■ Exercise ■
Go through the data and retrieve each line that includes the string "people".

■ Saved data entries ■

PR #12863, opened 2021-05-14
{toolchain}[system/system] FCC v21.05

migueldiascosta:
(created using `eb --new-pr`)

requires ~~https://github.com/easybuilders/easybuild-framework/pull/3677~~ and ~https://github.com/easybuilders/easybuild-easyblocks/pull/2425~

being tested at Fugaku


migueldiascosta:
**SUCCESS**
g28-4009c - Linux RHEL 8.3, AArch64, UNKNOWN (a64fx), Python 3.6.8
See https://gist.github.com/d8469dba5fe3549142f62285b32da3b5 for a full test report.

easybuild/easyconfigs/f/FFTW3-sve/FFTW3-sve-1.0.0-ffmpi-2105.eb
```diff
@@ -0,0 +1,26 @@
...
+ with 512-bit Scalable Vector Extension (SVE) support."""
+
+toolchain = {'name': 'ffmpi', 'version': '2105'}
+toolchainopts = {'pic': True}
+
+source_urls = ['https://github.com/fujitsu/fftw3/archive/refs/tags/']
+sources = ['sve-v%(version)s.tar.gz']
+checksums = ['b5931e352355d8d1ffeb215922f4b96de11b8585c423fceeaffbf3d5436f6f2f']
+
+preconfigopts = "touch ChangeLog && autoreconf --verbose --install --symlink --force && "
```
Micket, line 17: Probably needs Autotools?

Micket (dismissed):

easybuild/easyconfigs/f/FFTW3-sve/FFTW3-sve-1.0.0-ffmpi-2105.eb
migueldiascosta: yeah, but for now I would only add an `osdep`?  (this toolchain is at least for now only meant to use on top of what is already available at Fugaku)

migueldiascosta:
Some requests for comments here:

* hierarchy: there are basically two levels, the one which consists of what's provided by the 'lang' external module, which is compiler + mpi + linalg, and then the full toolchain is simply the first level plus fftw3-sve. I called the first level ffmpi, but maybe that's confusing?

* versioning of external module: should we pin the version of the 'lang' module? At Fugaku the latest version is the default, but that does change the compiler version...

* versioning of the toolchain: I chose `2105` following the year/month of the cray toolchains, and thinking to map those to the default module version at fugaku at the time, but we could also map to the common toolchains, e.g. `2021a`, referring to using the same versions of everything else (once I get to those)

What do people think?

easybuild/easyconfigs/f/FFTW3-sve/FFTW3-sve-1.0.0-ffmpi-2105.eb
migueldiascosta: I suppose an `osdep` on `binutils` would also make sense (in `ffmpi`), since the `lang` external module wouldn't work without it...

boegel:
> Some requests for comments here:
> 
>     * hierarchy: there are basically two levels, the one which consists of what's provided by the 'lang' external module, which is compiler + mpi + linalg, and then the full toolchain is simply the first level plus fftw3-sve. I called the first level ffmpi, but maybe that's confusing?

`ffmpi` suggests only compiler + mpi, so perhaps that's indeed a bit confusing.
If you take `f` for Fujitsu compilers, `m` for MPI, and `ssl` for the SSL part (which is confusing by itself I guess), I get `fmssl`. Not sure if that's better though, but at least there it'll make people think "I better check what this is" rather than assuming "`ffmpi` must mean compiler + MPI" which is my initial reaction. ;)

>     * versioning of external module: should we pin the version of the 'lang' module? At Fugaku the latest version is the default, but that does change the compiler version...

I would say pin it, but I guess that depends on the Fujitsu ecosystem. Are older versions of the `lang` module retained when system updates are done, or do they disappear?

>     * versioning of the toolchain: I chose `2105` following the year/month of the cray toolchains, and thinking to map those to the default module version at fugaku at the time, but we could also map to the common toolchains, e.g. `2021a`, referring to using the same versions of everything else (once I get to those)

I would stay away from the common toolchain versioning mechanism here, and go with something like `21.05` instead, like CSCS is also doing for the recent Cray toolchains (see for example https://github.com/eth-cscs/production/tree/master/easybuild/easyconfigs/c/cpeGNU).

migueldiascosta:
> I would say pin it, but I guess that depends on the Fujitsu ecosystem. Are older versions of the `lang` module retained when system updates are done, or do they disappear?

There are modules for two older versions, but I see even older versions in the filesystem - don't know if there were modules for them and disappeared or if there were never modules for them in the first place

migueldiascosta:
**SUCCESS**
Build succeeded for 17 out of 17 (17 easyconfigs in total)
i31-4208c - Linux RHEL 8.3, AArch64, UNKNOWN (a64fx), Python 3.6.8
See https://gist.github.com/e0260c27d881328628a8153d5a01f866 for a full test report.

easybuild/easyconfigs/p/Perl/Perl-5.32.0-FCC-21.05.eb
```diff
@@ -0,0 +1,392 @@
...
+    ('openssl-devel', 'libssl-dev', 'libopenssl-devel'),
+]
+
+exts_default_options = {'buildopts': 'CC="$CC"'}
+
+
+# !! order of extensions is important !!
+# extensions updated on Aug 21st 2020
+exts_list = [
+    ('Config::General', '2.63', {'source_tmpl': 'Config-General-%(version)s.tar.gz', 'source_urls': ['https://cpan.metacpan.org/authors/id/T/TL/TLINDEN'], 'checksums': ['0a9bf977b8aabe76343e88095d2296c8a422410fd2a05a1901f2b20e2e1f6fad']}),
```
migueldiascosta, line 37: not sure what happened in `exts_lists` here (also if `Python` easyconfigs), all extensions are in a single (too long) line, was it `--try-toolchain --copy-ec`?

easybuild/easyconfigs/f/FFTW3-sve/FFTW3-sve-1.0.0-ffmpi-21.05.eb
```diff
@@ -0,0 +1,25 @@
+easyblock = 'EB_FFTW'
+
+name = 'FFTW3-sve'
```
boegel, line 3: Wouldn't it make more sense to use `-fujitsu` versionsuffix here, since this is the Fujitsu fork of FFTW, rather than the upstream?

boegel:
@migueldiascosta This PR is pretty big, I think it would make sense to break it up into smaller bits that are easier to review/test?

Start with `FCC`, then tackle `Perl`, then `Autotools`, etc.?

easybuild/easyconfigs/f/FFTW3-sve/FFTW3-sve-1.0.0-ffmpi-21.05.eb
migueldiascosta: yes, but won't `FFTW-1.0.0-ffmpi-21.05-fujitsu.eb` be confusing?

migueldiascosta:
**SUCCESS**
j28-4101c - Linux RHEL 8.3, AArch64, UNKNOWN (a64fx), Python 3.6.8
See https://gist.github.com/d47e5ea66d7d3ee8520e5c7d10fdb75a for a full test report.

migueldiascosta:
**SUCCESS**
e31-1001c - Linux RHEL 8.3, AArch64, UNKNOWN (a64fx), Python 3.6.8
See https://gist.github.com/7bec4051c24e91758072aedbfdafaf18 for a full test report.

easybuild/easyconfigs/f/FFTW3-sve/FFTW3-sve-1.0.0-ffmpi-21.05.eb
boegel: No, I think that's the right way of naming it. The `version` and `versionsuffix` are a bit disconnected, sure, but I doubt we want to go and tweak the naming scheme for easyconfigs just because of this example. ;)

boegel (approved):
lgtm

PR #12905, opened 2021-05-19
Fix BWA hardcoded Makefile issues and remove unneeded dependency

jordiblasco:


jordiblasco:
I realized that BWA Makefile has some key hardcoded variables (CC, LDFLAGS, and CFLAGS).
I introduced fixes for the latest version 0.7.17 and I also removed the dependency with zlib as it is loaded with the basic toolchain.

easybuild/easyconfigs/b/BWA/BWA-0.7.17-GCC-10.2.0.eb
```diff
@@ -31,9 +32,11 @@ checksums = ['980b9591b61c60042c4a39b9e31ccaad8d17ff179d44d347997825da3fdf47fd']
 
 dependencies = [
     ('Perl', '5.32.0'),
-    ('zlib', '1.2.11'),
```
boegel, line 34: @jordiblasco Wouldn't you agree it's better to keep this dependency if it's required by BWA, rather than relying that it gets loaded via the toolchain?

boegel (changes requested):

easybuild/easyconfigs/b/BWA/BWA-0.7.17-GCC-10.2.0.eb
jordiblasco: @boegel Sometimes I find that there are several duplicated dependencies with a minor release update. I was thinking that removing that dependency could mitigate that issue. See some examples below. 

What do you think?

```
[easybuild@slurm-simulator ~]$ eb foss-2019b.eb -r -D | grep Bison
 * [ ] $CFGS/b/Bison/Bison-3.3.2.eb (module: Bison/3.3.2)
 * [x] $CFGS/b/Bison/Bison-3.5.3.eb (module: Bison/3.5.3)
 * [ ] $CFGS/b/Bison/Bison-3.3.2-GCCcore-8.3.0.eb (module: Bison/3.3.2-GCCcore-8.3.0)
 ```

```
[easybuild@slurm-simulator ~]$ eb intel-2019b.eb -r -D | grep Bison
 * [ ] $CFGS/b/Bison/Bison-3.3.2.eb (module: Bison/3.3.2)
 * [x] $CFGS/b/Bison/Bison-3.5.3.eb (module: Bison/3.5.3)
 * [ ] $CFGS/b/Bison/Bison-3.3.2-GCCcore-8.3.0.eb (module: Bison/3.3.2-GCCcore-8.3.0)
```

boegel: Removing the `zlib` dependency won't affect that at all, especially not if it's an indirect dependency anyway.

Those `Bison` dependencies installed with the `system` toolchain are essentially build dependencies for bootstrapping `GCCcore`, so they'll always be there (and it's actually fine to remove them once `GCCcore` is installed). The latter `Bison` is the one being used as a build dependency for various easyconfigs using `GCCcore/8.3.0` as toolchain.

boegel:
closing this since this only touches easyconfigs that use a toolchain that is deprecated or no longer supported, see https://docs.easybuild.io/policies/toolchains

PR #12925, opened 2021-05-21
dump easyconfig before initializing easyblock in order to compare it with original easyconfig

boegel:
This change is required because of the fix to `get_config_dict` in https://github.com/easybuilders/easybuild-framework/pull/3692 .

The result of the fix is that `ec.parser.get_config_dict()` now accurately reflects the original easyconfig file, whereas before the fix the value of mutable easyconfig parameters could have been tweaked by the easyblock constructor (like `PythonBundle` does for `exts_default_options`).

The easyconfig file that is dumped via `ec.dump()` will still include the modified easyconfig parameter though, and hence the comparison between the original easyconfig file and the dumped easyconfig file failed for easyconfigs that use an easyblock like `PythonBundle` that fiddles with easyconfig parameters at initialization.

Note that the behavior of `dump()` wasn't affected by the change in https://github.com/easybuilders/easybuild-framework/pull/3692, but we're now (accurately) comparing the parsed dumped easyconfig with the actual original easyconfig parameter as defined in the easyconfig file.

The fix here is to just dump the easyconfig file before the easyblock instance is created, so any tweaks done by the easyblock constructor to parameter values don't affect the value comparison for easyconfig parameters we want to do in the tests...

### DIFF
--- a/test/easyconfigs/easyconfigs.py
+++ b/test/easyconfigs/easyconfigs.py
@@ -1040,6 +1040,16 @@ def template_easyconfig_test(self, spec):
     error_msg = "%s relies on automagic fallback to ConfigureMake, should use easyblock = 'ConfigureMake' instead" % fn
     self.assertTrue(easyblock or app_class is not ConfigureMake, error_msg)
 
+    # dump the easyconfig file;
+    # this should be done before creating the easyblock instance (done below via app_class),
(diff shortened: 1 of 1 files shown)


branfosj (approved):
lgtm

■ Your response ■
What do people think?
If you take `f` for Fujitsu compilers, `m` for MPI, and `ssl` for the SSL part (which is confusing by itself I guess), I get `fmssl`. Not sure if that's better though, but at least there it'll make people think "I better check what this is" rather than assuming "`ffmpi` must mean compiler + MPI" which is my initial reaction. ;)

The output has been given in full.